> **WHAT TO PRODUCE**:
What lines in the records below include the word "could"? Return each one.

Stored data

PR #9630, opened 2023-06-06
🐛 Ensure that `app.include_router` merges nested lifespans

Lancetnik:
I am working on my own [Propan](https://github.com/Lancetnik/Propan) library and as a part of it I implemented a custom **FastAPI** router with the following behavior.

```python
from fastapi import FastAPI
from propan.fastapi import RabbitRouter

router = RabbitRouter("amqp://guest:guest@localhost:5672")
app = FastAPI()
app.include_router(router)
```

To connect RabbitMQ at **FastAPI** startup I used `router.on_startup` events and all worked fine, but now it is deprecated. So I migrate to `lifespan` and now **FastAPI** doesn't run router lifespan at the code above.

I suppose it was missed cuz the original `include_router` method includes all nested `on_startup` and `on_shutdown` deprecated events [here](https://github.com/tiangolo/fastapi/blob/master/fastapi/routing.py#L1307), but doesn't includes a router lifespan.

So, the following code doesn't work

```python

@asynccontextmanager
async def router_lifespan(app):
    print('router start')
    yield
    print('router shutdown')

router = APIRouter(lifespan=router_lifespan)
app = FastAPI()
app.include_router(router)
```

The current PR fixes the original framework miss.
All original test and lint.sh checks works fine.


tiangolo:
📝 Docs preview for commit 8f26ed5c37a03b41b1ecd445f0894cca9e54bf89 at: https://6484cca7bf187a105b276a5e--fastapi.netlify.app

Lancetnik:
@tiangolo can you take a look here, please? It's a minor bugfix, but it's important for my project.

tiangolo:
📝 Docs preview for commit f322c99f8ba981502511e58f815bd744c40d02ee at: https://648c2ec07c8ac9541405829c--fastapi.netlify.app

tiangolo:
📝 Docs preview for commit 3e2fd98791e46c6dec0481e482b76e9e63ad0d2b at: https://648e16b538df29410a152328--fastapi.netlify.app

Kludex:
> @tiangolo can you take a look here, please? It's a minor bugfix, but it's important for my project.

This is not minor, and ideally we'd like this to live in Starlette.

Lancetnik:
@Kludex maybe, but how we can move it to Starlette if `include_router` is the **FastAPI**-level method? Do you suggest move the method to Starlette?

Lancetnik:
This will require a lot of work in both **FastAPI** and **Starlette**, since none of the **FastAPI** methods uses `super().add_route()` from  **Starlette**. Therefore, it is necessary to rewrite all the methods `add_api_route`, `add_websocket_route`, `add_api_websocket_route` to use the parent methods of Starlette. It will also require a consistent update of these two packages. It seems to me that this is too difficult way, but I will do it. Perhaps it makes sense to merge the  current PR for now before we can make a more elegant solution.

Lancetnik:
@Kludex, so can you check a **Starlette** [PR](https://github.com/encode/starlette/pull/2189)?

Lancetnik:
> This is not minor, and ideally we'd like this to live in Starlette.

@Kludex this bug doesn't on **Starlette** side and not connected with this [Issue](https://github.com/tiangolo/fastapi/issues/811) or this **Starlette** [PR](https://github.com/encode/starlette/pull/1988) or [Issue](https://github.com/encode/starlette/issues/649).

It should be fixed in **FastAPI** cuz we have no **Starlette** calls inside `include_router` method. It doesn't use **Starlette** `Host` or `Mount` that can be nested at **Starlette** side, but copies all included router attributes to `app.router` directly. So, we should merge the incuded lifespan here too.

So can you review and approve this PR?

Kludex:
Starlette should support running the lifespan of other routers... It shouldn't be here.

Lancetnik:
> Starlette should support running the lifespan of other routers... It shouldn't be here.

But there no *other routers* we have the original `app.router` and copy all routes to it. What do you want to do with it?

neeps:
Would love this to get merged, recently upgraded fastapi code that made use of @app.on_event("startup") inside a router. But the switch to lifespans have broken this functionality, when the router is included into a FastAPI() object.

Lancetnik:
@neeps yes, lifespan functional is a part of Starlite, but 'incude_router' is a FastAPI custom method and the bug is here.

neeps:
Thank you for clarifying, I've downgraded to pre-lifespan for the time being.

Lancetnik:
@Kludex sorry for being annoying. I know, that 

> Refactor routers, to re-use router instances insteaad of cloning path operations

Is in roadmap and It will fix the problem

But why we can't merge this PR for now? It just a few lines of code and it fixes the problem already without any waiting for abstract "roadmap". Working solution is better than perfect, but in the future, isn't it?

logankaser:
If we can't fix this, could, would you accept a PR to raise a `NotImplementedError`
when some poor fool like me tries to use the `lifespan` parameter on `APIRouter`
only to tear his application apart trying to figure out why it was not running?

Tishka17:
Any updates on this PR? Is it going to be merged?

@tiangolo

abdullahsych:
Any updates on this PR? @tiangolo

Praneethvvs:
> Thank you for clarifying, I've downgraded to pre-lifespan for the time being.

Hi, I'm trying to use lifespan with ApiRouter() insted of fastapi instance. It is still not working. Can you pin the latest stable  version where the startup/shutdown was functional.

logankaser:
> Hi, I'm trying to use lifespan with ApiRouter() instead of FastApi instance. It is still not working. Can you pin the latest stable version where the startup/shutdown was functional.
There is no functional version of this outside this PR right now.
You can go back to using the old event system until this works though.

Tishka17:
Can we talk to a maintainer, please?

Kludex:
> If we can't fix this now, would you accept a PR to raise a `NotImplementedError` when some poor fool like me tries to use the `lifespan` parameter on `APIRouter` only to tear his application apart trying to figure out why it was not running?

PR welcome on Starlette for this.

Kludex:
> Can we talk to a maintainer, please?

I said above that this idea should live in Starlette, not in FastAPI.

Lancetnik:
> I said above that this idea should live in Starlette, not in FastAPI.

For sure, but now `include_router` exists on **FastAPI** side only. If you want to move this logic to **Starlette**, you should remove/rewrite this method anyway. Why we can't  just patch the current implementation, if it will be refactored, when Starlette will be ready? People are waiting for fix a year already

Tishka17:
I see we stuck here. What about merging this PR,  releasing the version with bugfix and then starting a proper refactoring in case it is still necessary. 

If there is another fix for this bug I guess we can close this PR, but afaik there isn't.

coryphoenixxx:
+1

IvanKirpichnikov:
+1
still waiting 4 the fix

Maclovi:
Тианголо заеbал, merge this PR

KrySeyt:
+1

PlzTrustMe:
+1
Wait 4 fix

krau5:
+1

madnoberson:
+1

lubaskinc0de:
+1

PlzTrustMe:
+1

ovflw:
+1

Flosckow:
+1

FraterCRC:
+1)

ApostolFet:
+1

iNerV:
Wait for fix

bomzheg:
+1

jekel:
+1

Tishka17 (approved):

Tishka17:
@tiangolo can we have a minute of your time here?

Tishka17:
I am sorry to annoy you, but it is 14 months since PR is opened. Can we, as a community, have a decision or plan?

Lancetnik:
@svlandeg @estebanx64 @alejsdev Hello, team! Sorry for such annoyiment, but we are still waiting for any decision about this PR.

**FastAPI** now has an obvious bug /  weaknesses. And we have the PR fixing it.

I know, that this thing should be fixed in the future according to Roadmap, but we are waiting year already for it. Have we any reason to not merge 10 lines of code if they fixing the problem already and we can remove them in the future as a part of Roamap feature scope?

Dark04072006:
+1

Alkalit:
+1

Cub11k:
+1

chirizxc:
+1

prostomarkeloff:
+

dmitryleafall:
+1

fastapi/routing.py
```diff
@@ -119,6 +121,18 @@ def _prepare_response_content(
...
 
 
+def _merge_lifespan_context(
+    original_context: Lifespan[Any], nested_context: Lifespan[Any]
+) -> Lifespan[Any]:
+    @asynccontextmanager
+    async def merged_lifespan(app: AppType) -> AsyncIterator[Mapping[str, Any]]:
+        async with original_context(app) as maybe_self_context:
+            async with nested_context(app) as maybe_nested_context:
+                yield {**(maybe_self_context or {}), **(maybe_nested_context or {})}
```
Kludex, line 131: The _yielded_ value is actually called `maybe_state` on Starlette's code. For consistency, let's keep the same name.
 
```suggestion
        async with original_context(app) as maybe_original_state:
            async with nested_context(app) as maybe_nested_state:
                yield {**(maybe_original_state or {}), **(maybe_nested_state or {})}
```

Kludex (approved):

tiangolo:
Thank you for your contribution @Lancetnik! :cake: 

Thanks everyone for the input. :coffee: 

Thanks a lot for the help, as always, @Kludex :pray: :bow: 

This will be available in FastAPI version `0.112.2`, released in the next few hours. :tada: 

---

Thanks everyone for the patience. As this involved some internal changes, that means there's a bit of a higher chance it could break something else elsewhere (something we didn't expect and didn't account for), so I wanted to handle some other lower-impact issues and releases first.

Now I was finally able to sit a few hours dedicated just to this, read several parts of the ASGI spec again, ensure this would be the right way to handle things (e.g. what nested lifespan states should override which), etc.

Now, time to enjoy your new nested lifespans. :sunglasses: :coffee:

> **TASK RESPONSE**:
If we can't fix this, could, would you accept a PR to raise a `NotImplementedError`
Thanks everyone for the patience. As this involved some internal changes, that means there's a bit of a higher chance it could break something else elsewhere (something we didn't expect and didn't account for), so I wanted to handle some other lower-impact issues and releases first.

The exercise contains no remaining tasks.